One of the basic conditions you need to satisfy is the active asset test in section 152-35 of the ITAA 1997.

For a CGT asset of a business to be an active asset for the purposes of Division 152 of the ITAA 1997 it must firstly satisfy one of the 'positive tests' in subsection 152-40(1) of the ITAA 1997 and then also not be excluded by one of the exceptions in subsection 152-40(4) of the ITAA 1997.

Under paragraph 152-40(1)(a) of the ITAA 1997, a CGT asset is an active asset at that time, you own the asset and it is used, or held ready for use, in the course of carrying on a business that is carried on by you; or your affiliate; or another entity that is connected with you.

However, paragraph 152-40(4)(e) of the ITAA 1997 provides that an asset whose main use is to derive rent cannot be an active asset unless such use was only temporary. That is, even if the asset is used in a business it will not be an active asset if its main use is to derive rent. Without determining whether your activities amount to a business, an examination will be made as to whether the main use of the storage sheds was to derive rent.

Main use to derive rent

Whether an asset's main use is to derive rent will depend on the particular circumstances of each case. The term 'rent' has been described as follows:

    · the amount payable by a tenant to a landlord for the use of the leased premises (C.H. Bailey Ltd v. Memorial Enterprises Ltd [1974] 1 All ER 1003 at 1010, United Scientific Holdings Ltd v. Burnley Borough Council [1977] 2 All ER 62 at 76, 86, 93, 99);

    · a tenants periodical payment to an owner or landlord for the use of land or premises (The Australian Oxford Dictionary, 1999, Oxford University Press, Melbourne); and

    · recompense paid by the tenant to the landlord for the exclusive possession of corporeal hereditaments The modern conception of rent is a payment which a tenant is bound by contract to make to his landlord for the use of the property let (Halsburys Laws of England 4th Edition Reissue, Butterworths, London 1994, Vol 27(1) Landlord and Tenant, paragraph 212).

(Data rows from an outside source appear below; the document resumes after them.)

PR #106, opened 2019-09-20
Add assertion to GET requests with body

wmcginty:


Sources/Hyperspace/Service/Backend/BackendService.swift
```diff
@@ -31,6 +31,8 @@ public class BackendService {
 
 extension BackendService: BackendServiceProtocol {
     public func execute<T: Request>(request: T, completion: @escaping BackendServiceCompletion<T.ResponseType, T.ErrorType>) {
+        assert(!(request.method == .get && request.body != nil), "An HTTP GET request should not contain request body data.")
+
```
rmirabelli: Would we prefer a precondition() here to really force the issue?

rmirabelli: I suppose it's a "must not" vs "should not" issue.

PR #110, opened 2019-12-18
Feature/recovery

wmcginty:


Sources/Futures/BackendService+Futures.swift
```diff
@@ -23,4 +24,19 @@ extension BackendServiceProtocol {
         
         return promise.future
     }
+
+    /// Executes the Request, returning a Future when finished.
+    ///
+    /// - Parameters:
+    ///   - recoverable: The Request to be executed, and is eligible to be recovered from in the case of failure.
```
tylermilner: Minor: The comment here refers to the parameter as `recoverable`, but it's named `request` in the method signature below.

wmcginty: Fixed - changed the signature so it's easy to delineate between the two when dynamic dispatch is involved.

tylermilner:
Codebeat is warning about block nesting being too deep. We can fix that in the future. I don't want to alter Codebeat settings right now and force this to go through another build/test cycle on Travis so forcing the merge right now.

Issue #120, opened 2020-06-09
Consider implementing `ExpressibleByStringLiteral` on HTTP header types


tylermilner:
This might make it a little nicer when you need to use customer header keys/values.
```swift
extension HTTP.HeaderValue: ExpressibleByStringLiteral {
    
    public init(stringLiteral value: StringLiteralType) {
        self.init(rawValue: value)
    }
}
```

This would allow you to quickly mix pre-defined and custom header values:
```swift
struct APIHeaders {
    static let defaultHeaders: [HTTP.HeaderKey: HTTP.HeaderValue] = [.authorization: "Basic abc123"]
}
```

Instead of needing to manually init the `HTTP.HeaderValue` every time:
```swift
struct APIHeaders {
    static let defaultHeaders: [HTTP.HeaderKey: HTTP.HeaderValue] = [.authorization: HTTP.HeaderValue(rawValue: "abc123")]
}
```

Issue #103, opened 2019-08-29
Add built-in support for x-www-form-urlencoded


tylermilner:
URL encoded forms are a pretty common mechanism of sending credentials to a backend for OAuth. We should add some built-in support for making it easy to generate a request in this format. Check out this code example on the Apple developer forums: https://forums.developer.apple.com/thread/113632.

PR #125, opened 2020-08-18
Feature/additional headers

wmcginty:


wmcginty:
Addresses #120  and #103

Sources/Hyperspace/HTTP/HTTP.swift
```diff
@@ -100,31 +108,52 @@ public struct HTTP {
...
         }
         
-        /// Initializes a new `HTTP.Body` instance given an encodable object.
+        /// Returns a new `HTTP.Body` instance given an encodable object.
         /// - Parameters:
         ///   - encodable: The `Encodable` object to be included in the request.
         ///   - encoder: The `JSONEncoder` to be used to encode the object.
-        public init<E: Encodable>(_ encodable: E, encoder: JSONEncoder = JSONEncoder()) throws {
+        ///   - additionalHeaders: Any additional HTTP headers that should be sent with the request.
+        /// - Returns: Returns a new instance of `HTTP.Body` with the given encodable representation.
```
earlgaspard, line 128: I think the second `Returns` can be removed.
```
/// - Returns: A new instance of `HTTP.Body` with the given encodable representation.
```

Sources/Hyperspace/HTTP/HTTP.swift
```diff
@@ -100,31 +108,52 @@ public struct HTTP {
...
+        /// Returns a new `HTTP.Body` instance given an encodable object.
         /// - Parameters:
         ///   - encodable: The `Encodable` object to be included in the request.
         ///   - container: A type of `EncodableContainer` in which to encode the object.
         ///   - encoder: The `JSONEncoder` to be used to encode the object.
-        public init<E, C: EncodableContainer>(_ encodable: E, container: C.Type, encoder: JSONEncoder = JSONEncoder()) throws where C.Contained == E {
-            let data = try encoder.encode(encodable, in: container)
-            self.init(data)
+        ///   - additionalHeaders: Any additional HTTP headers that should be sent with the request.
+        /// - Returns: Returns a new instance of `HTTP.Body` with the given encodable representation.
```
earlgaspard, line 141: Same here about removing the second `Returns`.

Sources/Hyperspace/HTTP/HTTP.swift
```diff
@@ -100,31 +108,52 @@ public struct HTTP {
...
+            throws -> HTTP.Body where C.Contained == E {
+                let data = try encoder.encode(encodable, in: container)
+                return HTTP.Body(data, additionalHeaders: additionalHeaders)
+        }
+
+        /// Initializes a new `HTTP.Body` instance given a set of URL form content
+        /// - Parameters:
+        ///   - formContent: An array of `(String, String)` representing the content to be encoded.
+        ///   - additionalHeaders: Any additional HTTP headers that should be sent with the request.
+        /// - Returns: Returns a new instance of `HTTP.Body` with the given form content.
```
earlgaspard, line 153: Same here about removing the second `Returns`.

Sources/Hyperspace/HTTP/HTTP.swift
wmcginty: Fixed

Sources/Hyperspace/HTTP/HTTP.swift
```diff
@@ -100,31 +108,52 @@ public struct HTTP {
     public struct Body: Equatable {
         
         /// The raw body data to be attached to the HTTP request
-        public let data: Data
+        public let data: Data?
+        public let additionalHeaders: [HeaderKey: HeaderValue]
```
tylermilner, line 112: Seeing how this is used, I'm wondering if we should abstract the concept up to a `contentType` property? I suppose this approach is technically more flexible, but I would imagine you would usually want to assign as many of your headers directly on the `Request` itself. Thoughts?
```swift
public let contentType: HeaderValue?
```

wmcginty: That could work as well, for sure. I'm trying to think of any times I've wanted to add 2 header key/value pairs when I've set a particular HTTP body and coming up empty (not sure if any come to anyone else's mind).

It could also be another convenience initializer?

```swift
init(data: Data?, contentType: HeaderValue?) {
 self.init(data: data, additionalHeaders: contentType.map { [.contentType: $0] })
}
```

tylermilner: That could work, though now that I'm thinking about it, we might already have what we need with the static `json(_:encoder:additionalHeaders:)` and `urlForm(using:additionalHeaders:)` functions that you created below. I think we'll pretty much always be using those when we need to construct a `HTTP.Body`, right?

wmcginty: Yea, the main reason I only left it defaulted is there are some services that have some weirdness associated with it -
for instance Airship uses a custom `application/vnd.urbanairship+json; version=3` content type for JSON. I can't personally think of anywhere that would need 2 headers, but I'm almost positive there's someone out there 😄

PR #132, opened 2020-12-24
Decodable EmptyResponse

BR-Nathan-Chiu:
Making EmptyResponse conform to Decodable to avoid branching logic between empty responses and JSON responses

A key factor therefore in determining whether an occupant of premises is a lessee is whether the occupier has a right to exclusive possession (Radaich v. Smith (1959) 101 CLR 209). If, for example, premises are leased to a tenant under a lease agreement granting exclusive possession, the payments involved are likely to be rent and the premises not an active asset. On the other hand, if the arrangement allows the person only to enter and use the premises for certain purposes and does not amount to a lease granting exclusive possession, the payments involved are unlikely to be rent.

Ultimately, these are questions of fact depending on all the circumstances involved. Relevant factors to consider in determining these questions (in addition to whether the occupier has a right to exclusive possession) include the degree of control retained by the owner and the extent of any services provided by the owner such as room cleaning, provision of meals, supply of linen and shared amenities (in the case of accommodation)(Allen v. Aller (1966) 1 NSWR 572), Appah v. Parncliffe Investments Ltd [1964] 1 All ER 838 and Marchant v. Charters [1977] 3 All ER 918).

Application to your circumstances

All of your activities in relation to the storage sheds relate to the collection of income, and maintenance of the property, and are not over and above that which would arise from a rental property arrangement. You do not provide any significant services to your clients such as a resident manager, office facilities, equipment, cleaning services or other items as included in Example 2 of Taxation Determination TD 2006/78. The tenants have sole access to the properties and you take care of the outside and surrounds of the properties. The tenants are billed only monthly and you do not prepare lease agreements.

The sole access enjoyed by the tenants amounts to exclusive possession. As such, the main use of the storage sheds is considered to be for the derivation of rent.

The properties will therefore not be active assets under section 152-40 of the ITAA 1997 as the property's main use is to derive rent. The exclusion in paragraph 152-40(4)(e) of the ITAA 1997 will apply and the properties do not qualify as active assets to which the small business CGT concessions can apply.